# Grooming tool box



## Goldnbear (Dec 28, 2009)

I have a box that I got from Pet Edge several years ago that has a strap to carry it. I like it alot. I only have a few dogs currently and I keep most my grooming supplies in it (except for shampoo and extra coat conditioners). It works great to take to shows if I am just grooming a couple of dogs. Plus it doesn't take up much space. I usually open it on top of a crate and it stands fine. It is not heavy and it even fits a spray bottle and a couple different cans of coat stuff in it. Oh plus a hand dryer. There is a larger box that is quite popular with some of my show friends, but it is soooo heavy and you really can't fit too much extra stuff in it. Maybe more shears, but with goldens, I don't use all that many. I think pet edge still carries this box.


----------



## K9-Design (Jan 18, 2009)

My garage is mostly grooming area so when I'm not packing for a show, my grooming stuff is spread out on a counter!
For shows I either use my good old aluminum tack box (which I've had forever -- Air Force or whatever the common brand is), or mostly I use a carrying bag I bought from LL Bean -- I LOVE this!!!!
http://www.llbean.com/webapp/wcs/st...entCategory=504159&feat=504159-tn&cat4=504158

I have the large in Green.


----------



## Pointgold (Jun 6, 2007)

I have a D-Flite 1000 which is about as big as a bus. It's almost too big. I think that I'm going to get a 400 for my birthday.:crossfing


----------



## K9-Design (Jan 18, 2009)

D-Flight! That's it.

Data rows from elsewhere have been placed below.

PR #325, opened 2020-05-12
Add option to drop trials when generating reports

jonathanmetzman:
This is useful when combining experiments that used different numbers of trials.

### DIFF
--- a/analysis/data_utils.py
+++ b/analysis/data_utils.py
@@ -96,10 +96,9 @@ def filter_max_time(experiment_df, max_time):
     return experiment_df[experiment_df['time'] <= max_time]
 
 
-def filter_fuzzer_benchmark_max_trials(experiment_df, max_trials):
+def drop_fuzzer_benchmark_trials_above_max(experiment_df, max_trials):
     """Returns the table without snapshots from trials of a fuzzer-benchmark
     that is greater than |max_trials|."""
-
     # For each fuzzer-benchmark store the set of trials we will include in the
     # result.
     trials = collections.defaultdict(set)
--- a/analysis/data_utils.py
+++ b/analysis/data_utils.py
@@ -12,6 +12,8 @@
 # See the License for the specific language governing permissions and
 # limitations under the License.
 """Utility functions for data (frame) transformations."""
+import collections
+
 from analysis import stat_tests
 from common import environment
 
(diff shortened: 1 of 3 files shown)


lszekeres:
> This is useful when combining experiments that used different numbers of trials.

Is having different numbers of trials an issue? I think having more (or less) trials for one fuzzer than for another doesn't make the experiment unfair. It just gives more precise results for the one that has more trials. Wdyt?

jonathanmetzman:
> > This is useful when combining experiments that used different numbers of trials.
> 
> Is having different numbers of trials an issue? I think having more (or less) trials for one fuzzer than for another doesn't make the experiment unfair. It just gives more precise results for the one that has more trials. Wdyt?

It is generally not an issue and I agree it isn't unfair. I think it is an aesthetic preference people may have. So I think it would be useful for that purpose (even if the results within the greater trial experiment are now less accurate). Does this sound like a reason to keep it for you?

lszekeres:
> > > This is useful when combining experiments that used different numbers of trials.
> > 
> > 
> > Is having different numbers of trials an issue? I think having more (or less) trials for one fuzzer than for another doesn't make the experiment unfair. It just gives more precise results for the one that has more trials. Wdyt?
> 
> It is generally not an issue and I agree it isn't unfair. I think it is an aesthetic preference people may have. So I think it would be useful for that purpose (even if the results within the greater trial experiment are now less accurate). Does this sound like a reason to keep it for you?

Personally to me, better data/precision is far more important than the symmetry of the report. I'd never drop useful data (obtained by burning a lot of cpu hours :). Others might have different opinion, in which case it makes sense to keep it. Wdyt?

mboehme:
Agree with @lszekeres. You probably want to maximaze statistical power. Would only remove pre-empted trials (shorter than specified time). 

If you want an equal number of trials, what about asking the scheduler to repeat trials for preempted instances?

inferno-chromium:
> Agree with @lszekeres. You probably want to maximaze statistical power. Would only remove pre-empted trials (shorter than specified time).

We wouldn't want to drop trials, but the reason is for report clarity. If we have different trials for each benchmark, it would just raise confusion in user's mind on why.

> 
> If you want an equal number of trials, what about asking the scheduler to repeat trials for preempted instances?

We are thinking on this and probably implementing this soon. Only problem is if that preemtible instance dies that, how many times to retry and it just increase total report generation time. We have to go with preemptibles since cost savings are just immense to ignore at this point.

analysis/data_utils.py
```diff
@@ -94,6 +96,39 @@ def filter_max_time(experiment_df, max_time):
...
+
+        if len(fuzzer_benchmark_trials) >= max_trials:
+            drop_trials.add(trial_id)
+            return False
+
+        fuzzer_benchmark_trials.add(trial_id)
+        return True
+
+    return experiment_df[experiment_df.apply(filter_function, axis=1)]
+
```
lszekeres, line 130: Can we do something like: 
```python
return experiment_df.group_by('benchmark', 'fuzzer', 'trial_id').head(max_trials)
```
?

analysis/generate_report.py
```diff
@@ -65,6 +65,15 @@ def get_arg_parser():
...
               'the report.'))
+
+    parser.add_argument(
+        '-x',
+        '--max-num-trials',
+        default=None,
+        type=int,
+        help=('The maximum number of trials per fuzzer-benchmark to include in '
+              'the report. Useful if you want to join experiments that used '
+              'different numbers of trials.'))
```
lszekeres, line 76: Consider adding something discouraging here, e.g.: "The maximum number of trials per fuzzer-benchmark to include in the report. Using this options drops measurement data, lowers the precision of the report, and might lead to less statistically significant results. Only use this feature if you know what you are doing".

analysis/test_data_utils.py
```diff
@@ -56,14 +56,37 @@ def test_validate_data_empty():
...
 
+def test_drop_fuzzer_benchmark_trials_above_max():
+    """Tests that drop_fuzzer_benchmark_trials_above_max drops trials for a
+    fuzzer-benchmark if they are beyond the maximum number of trials per
+    fuzzer-benchmark that we specify."""
+    experiment_df = create_experiment_data()
+    new_experiment_df = data_utils.drop_fuzzer_benchmark_trials_above_max(
+        experiment_df, 1)
+    # Sanity check test.
+    assert len(new_experiment_df) < len(experiment_df)
```
lszekeres, line 67: I'm not sure i understand this test.
Isn't what we want to check is something like:
`new_experiement_df.groupby('benchmark', 'fuzzer')['trial_id'].nunique() == 1` for all rows?

inferno-chromium:
Is this still applicable, otherwise lets close, it is getting hard to review open PR list.

jonathanmetzman:
Not going to land this now. Too controversial :-)

PR #329, opened 2020-05-12
Initial/WIP tag docker images by experiment.

jonathanmetzman:
This should make reproducing results easier.

ACTUALLY: shoudln't we just use the SHAs instead? this approach still
seems susceptible to races.


jonathanmetzman:
This doesn't need a PR yet.

Issue #40, opened 2020-03-02
Logscale X-axis on the time scales on coverage/time graphs


gamozolabs:
Without having a log scale X axis the first part of the fuzz run (typically the densest), it's pretty hard to read meaningful data from the charts.

-B

inferno-chromium:
Two solutions:
* Either use log scale
* Or switch to interactive graphs just for coverage growth plot [that helps to select a part of time interval, allow selecting only particular fuzzers, etc].

We might start with 1) and in a few weeks, switch to 2)

PR #330, opened 2020-05-12
Add option for log scale coverage growth plot.

lszekeres:
Example:

Linear:
image

Log scale:
image

### DIFF
--- a/analysis/plotting.py
+++ b/analysis/plotting.py
@@ -20,6 +20,7 @@ import scikit_posthocs as sp
 import seaborn as sns
 
 from analysis import data_utils
+from common import experiment_utils
 
 _DEFAULT_SPINE_OFFSET = 10
 _DEFAULT_TICKS_COUNT = 12
@@ -36,11 +37,11 @@ def _formatted_hour_min(seconds):
     hours = int(seconds / 60 / 60)
     minutes = int(seconds / 60) % 60
     if hours:
-        time_string += '%dhr' % hours
+        time_string += '%dh' % hours
     if minutes:
         if hours:
             time_string += ':'
-        time_string += '%dmin' % minutes
+        time_string += '%dm' % minutes
     return time_string
 
 
@@ -69,7 +70,7 @@ class Plotter:
         '#17becf', '#9edae5'
     ]
 
-    def __init__(self, fuzzers, quick):
+    def __init__(self, fuzzers, quick=False, logscale=False):
         """Instantiates plotter with list of |fuzzers|. If |quick| is True,
         creates plots faster but, with less detail.
         """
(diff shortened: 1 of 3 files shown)


analysis/plotting.py
```diff
@@ -141,10 +142,18 @@ def coverage_growth_plot(self, benchmark_df, axes=None):
...
         axes.set(xlabel='Time (hour:minute)')
 
-        ticks = np.arange(
-            0,
-            snapshot_time + 1,  # Include tick at end time.
-            snapshot_time / _DEFAULT_TICKS_COUNT)
+        if self._logscale:
+            axes.set_xscale('log')
+            ticks = np.logspace(
+                np.log10(5 * 60),  # Start from minute 5.
```
inferno-chromium, line 148: Should use constant from https://github.com/google/fuzzbench/blob/master/common/experiment_utils.py#L21 instead of 5.
our snapshot start from 15 min now.

analysis/plotting.py
```diff
@@ -141,10 +142,18 @@ def coverage_growth_plot(self, benchmark_df, axes=None):
...
+                np.log10(snapshot_time + 1),  # Include tick at end time.
+                _DEFAULT_TICKS_COUNT)
+        else:
+            ticks = np.arange(
+                0,
```
inferno-chromium, line 153: Does this need to match the logscale plot ? Should this start from snapshot time as well, will graph look weird [it currently does when we look at results in realtime, e.g. after 30 minutes, it shows empty ticks, values at like 5 min, 10 min, any tick < 15 min(first snapshot)..

jonathanmetzman:
This addresses (fixes?) #40.

analysis/plotting.py
```diff
@@ -125,7 +126,7 @@ def coverage_growth_plot(self, benchmark_df, axes=None):
             palette=self._fuzzer_colors,
             ax=axes)
 
-        sns.despine(offset=_DEFAULT_SPINE_OFFSET, trim=True)
+        sns.despine(ax=axes, offset=_DEFAULT_SPINE_OFFSET)
```
jonathanmetzman, line 129: Is this change here interesting? I don't really know what it's doing.

analysis/plotting.py
lszekeres: Done

analysis/plotting.py
lszekeres: Yes, it makes sense to match them.

analysis/plotting.py
lszekeres: Yes, this is a bug fix, but i should be doing this in a separate commit. PTAL at https://github.com/google/fuzzbench/pull/331

PR #331, opened 2020-05-12
Fix plot "despining".

lszekeres:
Despining the plot depends on the ticks, so it should happen after the ticks
were updated. Also set `ax` to make the code more OO.

https://seaborn.pydata.org/generated/seaborn.despine.html

### DIFF
--- a/analysis/plotting.py
+++ b/analysis/plotting.py
@@ -125,8 +125,6 @@ class Plotter:
             palette=self._fuzzer_colors,
             ax=axes)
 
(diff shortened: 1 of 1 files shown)


jonathanmetzman:
Something weird is going on with GitHub actions. Seeing warnings like: "The remote provider has asked us to wait until 5/13/2020 12:01:26 AM before attempting to provision a resource. This will cause delays in the running of this request." on https://github.com/google/fuzzbench/actions/runs/102941128 
So I don't know if presubmit will run for a while.

PR #334, opened 2020-05-13
Move from InsTrim to TracePCGuard

vanhauser-thc:
trace PC guard is better than instrim and everything else (except LTO I hope).
So this switches all instrim tests to trace pc guard (but leaves the fuzzer name as before - otherwise the PR is a big mess. and the results are just for me anyway :).
(I also removed the ngram3 variants as it is pointless for this experiment)

You can either keep the current state for the next bench or accept this one.
I would prefer this one as it should have better results.

I also fixed the long line in the builder Dockerfile.

Please run all aflplusplus_* fuzzers (you can skip or add the "aflplusplus" one)


fuzzers/aflplusplus_lto_mopt/builder.Dockerfile
```diff
@@ -25,7 +25,11 @@ RUN apt-get update && \
     wget -O - https://apt.llvm.org/llvm-snapshot.gpg.key | apt-key add - && \
     apt-key adv --recv-keys --keyserver keyserver.ubuntu.com 1E9377A2BA9EF27F && \
     apt-get update && \
-    apt-get install -y clang-11 clang-11-doc clang-11-examples clangd-11 clang-format-11 clang-tidy-11 clang-tools-11 libc++1-11 libc++-11-dev libc++abi1-11 libc++abi-11-dev libclang1-11 libclang-11-dev libclang-common-11-dev libclang-cpp11 libclang-cpp11-dev libfuzzer-11-dev liblld-11 liblld-11-dev liblldb-11 liblldb-11-dev libllvm11 libomp-11-dev libomp-11-doc libomp5-11 lld-11 lldb-11 llvm-11 llvm-11-dev llvm-11-runtime llvm-11-tools && \
+    apt-get install -y clang-11 clangd-11 clang-tools-11 libc++1-11 libc++-11-dev \
+      libc++abi1-11 libc++abi-11-dev libclang1-11 libclang-11-dev libclang-common-11-dev \
+      libclang-cpp11 libclang-cpp11-dev libfuzzer-11-dev liblld-11 liblld-11-dev \
```
jonathanmetzman, line 30: Sorry if we discussed this already but is the clang-11 installation needed? We provide a pretty recent clang+LLVM in our standard images that gets updated pretty frequently.
(OSS-Fuzz images are another story, the clang provided there will be tied to the benchmark, this is intentional so that we know the clang is capable of compiling the benchmarks).
I don't mind if fuzzers use their own compilers, but I imagine using the provided ones will be less likely to break and may make the comparison slightly fairer (e.g. a binary produced by a different clang might have different edges).

>libfuzzer-11-dev

slightly amusing

jonathanmetzman:
Gah, I wish github reviews were smart like gerrit and selected "approve" when first word in review is "LGTM".

vanhauser-thc:
Without llvm 11 the LTO instrumentation does not work. And it’s only in there because I was persistent enough to ask(or pester) for it ... Wasn’t easy and took three attempts ;-)

jonathanmetzman:
> And it’s only in there because I was persistent enough to ask(or pester) for it ... Wasn’t easy and took three attempts ;-)

Right, which is why I'm surprised you need to install your own.
I'm fine with whatever you want to do here. I'm not going to make you remove it, I'm just curious.

vanhauser-thc:
> > And it’s only in there because I was persistent enough to ask(or pester) for it ... Wasn’t easy and took three attempts ;-)
> 
> Right, which is why I'm surprised you need to install your own.
> If it doesn't work with the LLVM we provide then I definitely understand.
> Either way, I'm fine with whatever you want to do here. I'm not going to make you remove it or spend time figuring out if it can be removed, I'm just curious.

the llvm that comes with the fuzzbench image is llvm 10. The feature I need was added in version 11 (which is still in development). So unless you have an image that has a current llvm 11 I have to install my own :)

jonathanmetzman:
> > > And it’s only in there because I was persistent enough to ask(or pester) for it ... Wasn’t easy and took three attempts ;-)
> > 
> > 
> > Right, which is why I'm surprised you need to install your own.
> > If it doesn't work with the LLVM we provide then I definitely understand.
> > Either way, I'm fine with whatever you want to do here. I'm not going to make you remove it or spend time figuring out if it can be removed, I'm just curious.
> 
> the llvm that comes with the fuzzbench image is llvm 10. The feature I need was added in version 11 (which is still in development). So unless you have an image that has a current llvm 11 I have to install my own :)

Ah, I didn't know this. I assumed it was closer to HEAD than it actually is. Sorry to bug you.

jonathanmetzman:
> Ah, I didn't know this. I assumed it was closer to HEAD than it actually is. Sorry to bug you.

Plot twist: OSS-Fuzz (and thus FuzzBench) is supposed to be using clang-11. However because of a bug that I fix [here](https://github.com/google/oss-fuzz/pull/3806) it was using clang 10. At least for me this discussion was useful,  since it revealed this bug. Once that fix lands, standard benchmark images should have a newer clang (bringing your own is still a good idea because we wont necessarily provide it with OSS-Fuzz images/benchmarks).

vanhauser-thc:
haha :)
when can you start the aflplusplus benchmark? I am eager for the results :)

vanhauser-thc:
ah they are running already! great, thanks :)
so excited for the results ... we should have place 1 or 2 with both LTO variants compared to the other fuzzers.
can you combined the results with the batch of the other fuzzers then? thanks!

jonathanmetzman:
https://www.fuzzbench.com/reports/2020-05-13-aflplusplus/index.html should be done in ~10 hours

jonathanmetzman:
Ah, I messed up and didn't pull this change. I'll start a new one with that change.

vanhauser-thc:
no keep it

vanhauser-thc:
put you pulled it?
 -> jonathanmetzman merged commit eb91087 into google:master 

if its somehow not in it, keep it running, it is still useful data for me

jonathanmetzman:
I already stopped it unfortunately sorry. 
Currently we start experiments by someone manually running an experiment from a checkout. Mine wasn't updated when I started this experiment. I'll try to be more careful but I filed #337 to avoid doing this in the future.

vanhauser-thc:
I am pretty sure you used this commit, because it deleted a variant and added a variant and the tests show that the one deleted is not present and the new one is. :)

vanhauser-thc:
@jonathanmetzman before you start the next run - 3-4 LTO fuzzing targets were not build.

http://commondatastorage.googleapis.com/fuzzbench-data/index.html?prefix=2020-05-13-aflplusplus/build-logs/

the ones that are not build (e.g. aflplusplus_lto_mopt for curl or php) show no clue why. there is no error, it is just that the file is incomplete.
My guess is that there is a timeout watcher, that terminates maybe if the there is no output for 5 minutes or the build is not completed in 30 minutes.
the LTO targets need quite some time to build, for these the values would need to be increased.

jonathanmetzman:
> I am pretty sure you used this commit, because it deleted a variant and added a variant and the tests show that the one deleted is not present and the new one is. :)

You're correct. Sorry about this, I was confused and should have double checked before terminating the experiment.

I'll check out the build failures.

jonathanmetzman:
Yep our build lengths are limited to two hours. Do you have an idea what timeout I should use for this?
It's weird how all builds (i.e. curl+php and then some) finished in CI in 3.5 hours https://github.com/google/fuzzbench/runs/670248723 but take longer than 2 on GCB.

Actually this might've made my mistake of terminating the experiment less of a waste since the experiment must have started well after I thought it did since we retry failed builds 3 times.

vanhauser-thc:
How long they take will depend on the CPU power. Maybe try 4 hours?
Why is it a good idea to timeout anyway? I mean either a build fails or it succeeds. a deadlock should be very, very rare.

jonathanmetzman:
> How long they take will depend on the CPU power. Maybe try 4 hours?
> Why is it a good idea to timeout anyway? I mean either a build fails or it succeeds. a deadlock should be very, very rare.

I have somewhat similar thoughts on timeouts generally, but I think some kind of cutoff is a good idea so we are prepared for crazy edge cases that would use infinite resources.

jonathanmetzman:
I started the build again. I see one lto build so far: aflplusplus_lto_instrim_mopt failed to build once for curl_curl_fuzzer_http:

```
Step #3 - "build-fuzzer-benchmark-builder": libtool: link: /afl/afl-clang-lto++ -g -I/src/curl_install/include -I/src/curl_install/utfuzzer -DFUZZ_PROTOCOLS_IMAP -stdlib=libc++ -pthread -Wl,--no-as-needed -Wl,-ldl -Wl,-lm -Wno-unused-command-line-argument -O3 -o curl_fuzzer_imap curl_fuzzer_imap-curl_fuzzer.o curl_fuzzer_imap-curl_fuzzer_tlv.o curl_fuzzer_imap-curl_fuzzer_callback.o  /src/curl_install/lib/libcurl.a -L/src/curl_install/lib /src/curl_install/lib/libnghttp2.a -lssl -lcrypto -lz /libAFLDriver.a -lpthread -lm -pthread
Step #3 - "build-fuzzer-benchmark-builder": [91mclang: error: unable to execute command: Killed
Step #3 - "build-fuzzer-benchmark-builder": [0m[91mclang: error: linker command failed due to signal (use -v to see invocation)
Step #3 - "build-fuzzer-benchmark-builder": [0mMakefile:724: recipe for target 'curl_fuzzer_https' failed
Step #3 - "build-fuzzer-benchmark-builder": [91mmake: *** [curl_fuzzer_https] Error 254
Step #3 - "build-fuzzer-benchmark-builder": [0m[91mmake: *** Waiting for unfinished jobs....
```

Hopefully it will pass on the second and third attempt (I'm skeptical) but if not it's fine the experiment will just run without that pair.

vanhauser-thc:
the previous run it didnt came to that point so its an improvement :)
Maybe its the available memory that is not enough? how much GB RAM is per docker instance approx?

jonathanmetzman:
> the previous run it didnt came to that point so its an improvement :)
> Maybe its the available memory that is not enough? how much GB RAM is per docker instance approx?

7.5 GB. Odd that it doesn't fail on GitHub actions which have 7 GB of RAM: https://help.github.com/en/actions/reference/virtual-environments-for-github-hosted-runners#supported-runners-and-hardware-resources

vanhauser-thc:
On the plus side, the PHP target is building now.
Either it needs more than 4 hours or more RAM :)
But lets keep this running. eager for the results ...

jonathanmetzman:
ACK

Hey I got the theme right.


----------



## LibertyME (Jan 6, 2007)

K9-Design said:


> My garage is mostly grooming area so when I'm not packing for a show, my grooming stuff is spread out on a counter!
> For shows I either use my good old aluminum tack box (which I've had forever -- Air Force or whatever the common brand is), or mostly I use a carrying bag I bought from LL Bean -- I LOVE this!!!!
> http://www.llbean.com/webapp/wcs/st...entCategory=504159&feat=504159-tn&cat4=504158
> 
> I have the large in Green.


Giggle...the smaller size is my purse! - <my husband would call it a carrying bag too!> 
I have khaki! It does hold an amazing amount of stuff!


----------